Some industries that
were franchised and regulated by the government have been deregulated during
recent decades. These industries include banking, trucking, airlines, and
telecommunications. These deregulated industries now produce better services at
more competitive prices than under franchised regulation.
environmental economics
Pollution is a spillover
created along with some products. Most pollution is caused by energy sources including coal, oil,
and gas. Pollution is a cost that is external
to the firm producing the good or service. The cost of pollution has to be paid
by people outside the firm.
Solving pollution is
costly. Pollution from generating electricity could be eliminated but
electricity bills would triple. People want clean air but not that much. There
are various ways to control pollution but they all have costs that consumers
have to pay. The political process of environmental laws determines who pays
how much.
Remember that
markets work but room for disagreement remains on political issues. It is worth
the effort to separate economics from politics.
Macroeconomics is
concerned with managing the economy.
Analogies to vehicles in macroeconomics include accelerators, brakes, fine
tuning, takeoff, and soft landing. The desired illusion is that the government
macroeconomic managers are in control. Presidents take credit for economic
expansions when they have little or nothing to do with it.

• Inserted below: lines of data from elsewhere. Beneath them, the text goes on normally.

PR #77, opened 2020-10-31
nixpkgs-fmt: include ".ignore" file

gilligan:
This changes the default of `nixpkgs.files` to include an `.ignore`
file which nixpkgs-fmt reads to register exclusions.

Without this change, the behavior between running nixpkgs-fmt inside and
outside of the pre-commit hook is not consistent.

### DIFF
--- a/modules/hooks.nix
+++ b/modules/hooks.nix
@@ -110,7 +110,7 @@ in
           name = "nixpkgs-fmt";
           description = "Nix code prettifier.";
           entry = "${tools.nixpkgs-fmt}/bin/nixpkgs-fmt";
-          files = "\\.nix$";
+          files = "(\\.nix$)|(\\.ignore$)";
         };
       nix-linter =
         {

Congress passes
economic recovery packages primarily to recover from previous recovery
packages.
The ultimate
macroeconomic plan was the series of Five Year Plans in the ex Soviet Union.
While the plans sound good on paper, the socialist system collapsed under
continued poverty and inefficiency.
People have
different ideas about how much the government should manage the economy but two
things are certain. First, any plan should stress market incentives. Second,
the government requires taxes that lower output.
The economy can
hardly be managed and does not need to be. Markets provide adjustment
mechanisms for imbalances such as unemployment, recession, bad weather, and rising
energy prices.
Out of a sense of
fair play some income can be redistributed. The iron law of economics is that charity hurts the recipient who
loses the incentive to help themselves. Welfare systems create a permanent
underclass, the proverbial safety net becoming a a hammock.
There are good jobs,
however, in managing the economy. Government bureaucratic jobs perpetuate
themselves. Politicians are elected if they can make you think they can do
something for you. Macroeconomic managers and politicians would never admit
their main concern is to maintain their own well being.